- Episode no.: Season 5 Episode 14
- Written by: Vince Calandra
- Original air date: November 11, 1995

Guest appearance
- Alan Young as Haggis MacHaggis

Episode chronology
| ← Previous "School Mates" | Next → "Sammy and Me" |

= Dinner Party (The Ren & Stimpy Show) =

"Dinner Party" is the fourteenth episode of the fifth season of The Ren & Stimpy Show. It originally aired on Nickelodeon in the United States on November 11, 1995.

==Plot==
Ren and Stimpy hold a dinner party at their residence, having acquired a mansion offscreen.

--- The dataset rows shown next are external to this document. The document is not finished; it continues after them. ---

PR #5029, opened 2026-08-17
refactor(harness): four import doors by role — ports is the Implement door, spi split into role modules, llm_factory replaces ToolCallingDeps

YauhenBichel:
Follow-up to #5020/#5021/#5023. Goal: an engineer opening `core/agent_harness` should see, in one place each, what to **embed**, what to **implement**, what to **call**, and what **builds and runs** the agent. Reviewers: read `tests/core/agent_harness/test_public_api.py` first — it is the whole contract on one screen.

**1. `core.agent_harness.ports` is the fourth door (Implement).**
All 12 port protocols plus the aliases live there and it is now public: border tests treat it (and `spi.<role>`) as doors, the shell ledger entry for it is retired. `OutputBindable` and the new `LlmFactory` alias are exported.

Ren, self-proclaimed "master of etiquette", narrates the video as if it is a documentary while Stimpy delivers the invites to a desolate Mr. Horse, Muddy Mudskipper who had been arrested and does manual labor in prison and a certain baboon who lurks in a dark alley. He cooks the meals, including a soup which he drinks and regurgitates. Meanwhile, Ren pops a bloody cyst on his face to keep up appearances.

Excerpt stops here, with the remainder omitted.